Hydrocephalus post SAH is the effect of blood filling the ventricles , I learnt that the bigger the bleed the more likely that hydro will occur because the ventricles are overwhelmed and shut down to protect from this nasty red stuff. But they can repair and reboot and not everybody needs a shunt. My understanding from my team is that the actual bleed pretty much stems itself straight away because of the brain pressure that is naturally exerted but the problem is the amount of the blood released when it first happens and where it is and these factors are the best indicators of what the ventricles do in the long term.
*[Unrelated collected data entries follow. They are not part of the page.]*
PR #9336, opened 2026-08-04
refactor(core): introduce ScriptRunner types and ScriptExecutionError

wangsijie:
## Summary

Foundation for the consolidated script runtime shared by Custom JWT and Actions.

Adds `packages/core/src/libraries/script-runner`:

- **`types.ts`** defines the contract every future runner implements:
  - `ScriptEntry` — `'getCustomJwtClaims' | 'runAction'`
  - `ScriptLimits` — `wallClockMs`, `memoryMb`, plus optional `cpuMs` / `subRequests` that only the cloud runner can enforce
  - `ScriptResult` — `{ ok: true; value }`, or a typed failure: `denied` / `timeout` / `oom` / `syntax` / `type` / `runtime`
  - `EgressPolicy` and the `ScriptRunner` interface
- **`errors.ts`** renames `LocalVmError` to `ScriptExecutionError` and moves `buildLocalVmErrorBody` alongside it as `buildScriptExecutionErrorBody`. The class implementation is unchanged, and `scriptFailureStatusCodes` pins the existing mapping (`denied` → 403, `syntax`/`type` → 422, `timeout`/`oom`/`runtime` → 500) so route-level handling is untouched.

`utils/local-vm/index.ts` keeps only `runScriptFunctionInLocalVm`; call sites in `jwt-customizer.ts` and `action.ts` are updated to the new names, with their status-code branches unchanged.

Two small deviations from the design doc:

- `ScriptExecutionError` lives in `errors.ts` rather than `types.ts`, since it is a runtime class rather than a type.
- The `syntax` / `type` result kinds carry `message` and optional `stack`, matching what the 422 response body already exposes today.

No behavior change.

## Testing

Unit tests

### DIFF
--- a/packages/core/src/libraries/script-runner/errors.ts
+++ b/packages/core/src/libraries/script-runner/errors.ts
@@ -1,0 +1,57 @@
+import { types } from 'node:util';
+
+import { ResponseError } from '@withtyped/client';
+
+import { type ScriptResult } from './types.js';
+
+type ScriptFailureKind = Extract<ScriptResult, { ok: false }>['kind'];
+
+/**
+ * The HTTP status code each failure kind maps to.
+ *
+ * This is the status mapping the local VM implementation has always used, kept as-is so
+ * route-level error handling stays untouched.
+ */
+export const scriptFailureStatusCodes = Object.freeze({
+  denied: 403,
+  syntax: 422,
+  type: 422,
+  timeout: 500,
+  oom: 500,
+  runtime: 500,
+} as const satisfies Record<ScriptFailureKind, number>);
+
+/**
+ * Extend the ResponseError from @withtyped/client.
+ * This class is used to parse the error from a script run to the WithTyped client response error.
+ * So we can unify the error handling and display logic for both the OSS and Cloud runtimes.
+ */
+export class ScriptExecutionError extends ResponseError {
+  constructor(errorBody: Record<string, unknown>, statusCode: number) {
+    super(
+      new Response(
+        new Blob([JSON.stringify(errorBody)], {
+          type: 'application/json',
+        }),
+        {
+          status: statusCode,
+        }
+      )
+    );
+  }
+}
+
+/**
+ * Build the error body for a script execution error.
+ *
+ * @remarks
+ *
+ * Catch the error thrown by the script runtime, and build the error body.
+ * Use `isNativeError` to check if the error is an instance of `Error`.
+ * If the error comes from the `node:vm` module, then it will not be an instance of `Error` but can be captured by `isNativeError`.
+ *
+ */
+export const buildScriptExecutionErrorBody = (error: unknown) =>
+  types.isNativeError(error)
+    ? { message: error.message, stack: error.stack }
+    : { message: String(error) };
--- a/packages/core/src/libraries/script-runner/errors.ts
+++ b/packages/core/src/libraries/script-runner/errors.ts
@@ -10,7 +10,8 @@ type ScriptFailureKind = Extract<ScriptResult, { ok: false }>['kind'];
  * The HTTP status code each failure kind maps to.
  *
  * This is the status mapping the local VM implementation has always used, kept as-is so
- * route-level error handling stays untouched.
+ * route-level error handling stays untouched. Call sites that throw {@link ScriptExecutionError}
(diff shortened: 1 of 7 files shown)


packages/core/src/routes/logto-config/jwt-customizer.ts
```diff
@@ -246,7 +246,7 @@ export default function logtoConfigJwtCustomizerRoutes<T extends ManagementApiRo
       } catch (error: unknown) {
         /**
          * - All cloud APIs should throw `RequestError`.
-         * - All local VM errors should throw `LocalVmError` extended from `RequestError`.
+         * - All script execution errors should throw `ScriptExecutionError` extended from `RequestError`.
          *
```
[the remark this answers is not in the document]
wangsijie: Good catch, fixed in 023c304.

The comment was wrong on both lines, so I rewrote the whole block rather than just the second one: the cloud path does not throw `RequestError` either. `runScriptRemotely` converts the Azure Functions `HTTPError` through `parseAzureFunctionsResponseError`, which explicitly returns a `ResponseError`, and the cloud connection client throws `ResponseError` directly. So `ResponseError` is the one type the catch block matches, which is now what the comment says.

charIeszhao (approved):

packages/core/src/libraries/script-runner/types.ts
```diff
@@ -0,0 +1,81 @@
...
+  /**
+   * The run exceeded its wall clock deadline (`timeout`) or its memory budget (`oom`), and was
+   * terminated by the host. No error is available since the script never returned.
+   */
+  | { ok: false; kind: 'timeout' | 'oom' }
+  /**
+   * The script could not be compiled (`syntax`), or it does not expose a callable entry function
+   * or returned a value the caller cannot use (`type`).
+   */
+  | { ok: false; kind: 'syntax' | 'type'; message: string; stack?: string }
```
simeng-li, line 67: The doc says `type` covers "returned a value the caller cannot use", and `scriptFailureStatusCodes` pins `type` → 422. But today that exact case is the `z.record(z.unknown()).parse(result)` ZodError path in `jwt-customizer.ts`, which surfaces as 400 "Invalid input" — and that path has no kind in this union at all. So when a runner adopts these types plus the pinned mapping, the invalid-result case silently shifts 400 → 422.

Could we either add a kind for the invalid-input/invalid-result case (→ 400), or narrow this doc and decide that path's mapping explicitly while it's still just a doc?

packages/core/src/libraries/script-runner/errors.ts
```diff
@@ -0,0 +1,57 @@
...
+ * route-level error handling stays untouched.
+ */
+export const scriptFailureStatusCodes = Object.freeze({
+  denied: 403,
+  syntax: 422,
+  type: 422,
+  timeout: 500,
+  oom: 500,
+  runtime: 500,
+} as const satisfies Record<ScriptFailureKind, number>);
```
simeng-li, line 23: Nothing references this yet — the actual mappings are still hardcoded at the call sites (the `403` literal in `apiContext.denyAccess`, and the `SyntaxError || TypeError ? 422 : 500` ternary in both catch blocks), so this constant duplicates the truth and can drift.

Consider wiring at least `scriptFailureStatusCodes.denied` and the ternaries through it so it becomes authoritative. Fine to defer to the runner PR too, but then a note here saying so would help.

packages/core/src/libraries/script-runner/types.ts
```diff
@@ -0,0 +1,81 @@
...
+  /** The script threw while running. */
+  | { ok: false; kind: 'runtime'; name: string; message: string; stack?: string };
+
+export type ScriptRunInput = {
+  script: string;
+  entry: ScriptEntry;
+  /** Must be structured-cloneable: runners may pass it across a thread or process boundary. */
+  payload: Record<string, unknown>;
```
simeng-li: This contract is already violated by the primary intended caller: the Custom JWT payload embeds `api: apiContext`, whose `denyAccess` is a function — not structured-cloneable. The `denied` result kind suggests `api` is meant to be injected runner-side instead, but nothing states that, so the follow-up runner PR will hit this head-on.

Worth a sentence here saying `api` moves out of the payload (or however the design resolves it).

simeng-li (approved):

Victoria is right that the effect of the hydrocephalus can add to the complications of recovering from a brain bleed. We basically had our brains squeezed in addition to bleeding and I found sudden movements an issue and dizziness. I am going to presume you have been checked out and that there is no issues so I think if you can it's trying to accept the limitations for now and see what tomorrow brings.

Make little adjustments maybe to compensate. I know for instance I need to take a stick if I am walking, but hey I can walk. I do fall over occasionally and try and tuck and roll but don't always manage it. I never stand up quickly especially from lying down. I never spin round or turn quickly any more and I miss dancing. I don't bend my head down for long ever and don't tip my head back at hairdressers. I go slow. The school playgrounds is intense , I wear sunglasses whatever the weather and ear plugs on bad days. So find things that help you and track the small improvements.